Mar 3, 2011 at 3:19 PM
Edited Mar 3, 2011 at 4:20 PM
Ok so you have 2 questions there, the easy one 1st
I did decide to not register with the Mediator for every ViewModel instance (by using the ViewModelBase class) in Cinch V2. But that is easy to do you just need to Mediator.Instance.Register(this); anywhere you want to use the Mediator, and Mediator.Instance.Unregister(this)
when you want to unregister.
Problem is with MVVM is there is no one way. Some people like to expose a current Model (I used to do that too), others expose all the properties needed from the model, and just have the ViewModel expose these properties. If you go down the current model
within a Cinch ViewModel you will have to do the validation of the model yourself, and you will need to make sure you EF model objects implement IDataErrorInfo and you will have to do ALL the validation yourself, Cinch will not help you there.
Or what you could do is have a Cinch ViewModel expose the properties required off the model, and either write/get straight through to the backing EF model, or only propagate the changes back to the EF model at certain points, such as get data from
EF model on ViewModel load, and only put data back on Valid and Saving or something like that. You could do this with some sort of mapper.
I think I would tend to go for the approach where you have only the properties exposes in the ViewModel that you need from the Model, and you get/set directly to the Model, and that way you can use the standard Cinch validation methods, you would of course
also have to ensure you do not save your model if the ViewModel is invalid.
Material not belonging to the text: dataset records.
PR #149, opened 2024-09-09
Fix!: Postgres queue sweep

vchan:
Fix the Postgres queue's sweep to match the Redis queue

### DIFF
--- a/saq/queue/postgres.py
+++ b/saq/queue/postgres.py
@@ -289,10 +289,9 @@ class PostgresQueue(Queue):
                     AND classid = {job_lock_keyspace}
                     AND objsubid = 2 -- key is int pair, not single bigint
                 )
-                SELECT job
+                SELECT key, job, objid
                 FROM {jobs_table} LEFT OUTER JOIN locks ON lock_key = objid
-                WHERE status IN ('active', 'aborting')
-                  AND objid IS NULL;
+                WHERE status IN ('active', 'aborting');
                 """
                     )
                 ).format(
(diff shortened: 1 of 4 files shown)


saq/queue/postgres.py
```diff
@@ -306,11 +305,42 @@ async def sweep(self, lock: int = 60, abort: float = 5.0) -> list[str]:
             cursor.nextset()
             cursor.nextset()
             results = await cursor.fetchall()
-            for result in results:
-                job = self.deserialize(result[0])
+            for key, job_bytes, objid in results:
+                job = self.deserialize(job_bytes)
                 if not job:
```
tobymao, line 310: how can job be null?

saq/queue/postgres.py
```diff
@@ -306,11 +305,42 @@ async def sweep(self, lock: int = 60, abort: float = 5.0) -> list[str]:
...
+                                DELETE FROM {jobs_table}
+                                WHERE key = %(key)s
+                                """
+                            )
+                        ).format(jobs_table=self.jobs_table),
+                        {"key": key},
+                    )
+                    continue
+                if job.status == Status.QUEUED:
+                    await asyncio.sleep(0.1)
```
tobymao, line 326: we can avoid this hack if there's a lock between dequeue and processing can we make that happen easily in postgres?

saq/queue/postgres.py
vchan: It's theoretically possible the job column could be null, but there's no code path to that situation. Maybe if someone logs into the database and updates the job table manually. Want me to remove this? And/or add a not null constraint on the job column?

saq/queue/postgres.py
vchan: I think the Postgres queue should already already handle it. I can probably remove the hack. When a job is dequeued, the job table's status column is updated to active in the same transaction by the queue, but the worker is the one that updates the status of the job object (separate transaction). The Postgres queue also grabs an advisory lock associated with the job though, and if the worker/queue's connection dies, the lock is released. The sweeper already takes care of active jobs without advisory locks.

saq/queue/postgres.py
tobymao: yea sure, let's make job not null

saq/queue/postgres.py
```diff
@@ -613,10 +620,11 @@ async def _dequeue(self) -> list[Job]:
...
             )
             results = await cursor.fetchall()
-        for result in results:
-            job = self.deserialize(result[0])
-            if job:
-                jobs.append(job)
+            for result in results:
+                job = self.deserialize(result[0])
+                if job:
+                    await self.update(job, status=Status.ACTIVE, connection=conn)
```
vchan, line 626: Update the job's status to match the table column status in the same transaction to keep them in sync.

tobymao (approved):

To be honest there are so many ways of doing this its not even funny, its all down to personal preference at the end of the day, Cinch is a MVVM framework, so the emphasis is on the ViewModel, and not so much the Model, but you can do anything you like really,
it really is down to you.
There was a message here : http://cinch.codeplex.com/discussions/246989 where that chap wanted to use NHibernate validation and feed those broken rules back into a Cinch ViewModel, that
would also work.
Also one thing, EF objects are really server side objects where you would want to persist them using the Entities DataContext, I would tend to transfer POCO objects to the Client (WPF) say using WCF, and then back to the server as POCO, and convert those
back into Entity classes, and Attach them to context and save them to DB.
Like I say a million ways to skin a cat really.
One last thing, the Cinch.DataWrapper<T> is really only intended to wrap primitives such as string, int, double etc etc, not complex objects. It was really just so I could have a single object which held a value and a IsEnabled for the field where
I showed the value to save me time creating loads of ViewModel properties for IsEnabled.